Pasaba el día entero jugando a las muñecas. Yo era el cuentacuentos y ellos unos pequeños especialmente dóciles... Entonces no sabia que nunca volvería a encontrarme con un público tan conformista ante mis palabras.
Mi padre siempre ha sido un devorador nato de prensa. Inconformista ante una sola visión, fue él quien me pegó la manía -o mejor dicho virtud- de comparar las historias que nos acercan... "De lo que te cuenten la mitad", decía.
De pequeña no podía imaginar que disfrutaría tanto llenando páginas de periódicos con lo que mis ojos y oídos captaban aquí y allí. Claro que tampoco se me había pasado por la cabeza, y si me hubieran advertido tampoco lo habría creído, que fuese tan difícil defender la realidad.

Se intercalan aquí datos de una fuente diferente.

PR #321, opened 2025-05-12
system prompt for working with git

olcan:
- drop the odd "NEVER Commit" instruction that can confuse the model
- add a whole section on git if the project is managed by a git repository
- add an instruction about interactive shell commands (like git rebase -i but also more generally)

### DIFF
--- a/packages/server/src/core/prompts.ts
+++ b/packages/server/src/core/prompts.ts
@@ -12,6 +12,7 @@ import { ReadFileTool } from '../tools/read-file.js';
 import { ReadManyFilesTool } from '../tools/read-many-files.js';
 import { ShellTool } from '../tools/shell.js';
 import { WriteFileTool } from '../tools/write-file.js';
+import { execSync } from 'node:child_process';
 
 const contactEmail = 'gemini-code-dev@google.com';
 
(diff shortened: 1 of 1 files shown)


packages/server/src/core/prompts.ts
```diff
@@ -80,6 +80,7 @@ Rigorously adhere to existing project conventions when reading or modifying code
 -   **Parallelism:** Execute multiple independent tool calls in parallel when feasible (i.e. searching the codebase).
 -   **Command Execution:** Use the '${ShellTool.Name}' tool for running shell commands, remembering the safety rule to explain modifying commands first.
 -   **Background Processes:** Use background processes (via \`&\`) for commands that are unlikely to stop on their own, e.g. \`node server.js &\`. If unsure, ask the user.
+-   **Interactive Commands:** Try to avoid shell commands that are likely to require user interaction (e.g. \`git rebase -i\`). Use non-interactive versions of commands (e.g. \`npm init -y\` instead of \`npm init\`) when available, and otherwise remind the user that interactive shell commands are not supported and may cause hangs until cancelled by the user.
```
NTaylorMullen, line 83: Should double check this doesn't break background shell invocations for things like `node abc.js`

olcan: just checked and it worked fine; interactivity is a pretty distinct shell concept, but i guess you never know so lmk if you notice odd behavior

La primera vez que me enfrenté al maquillaje de la información aún estaba en la universidad. Fue entonces cuando me percaté de los vacíos que tiene esta profesión. El primer palo te quita la ilusión... Pero un día te encuentras con un periodista con edad y experiencia, que disfruta de su oficio como un niño con zapatos nuevos y todo vuelve a brillar.
Porque en esta vida se puede creer en esto y en todo lo contrario.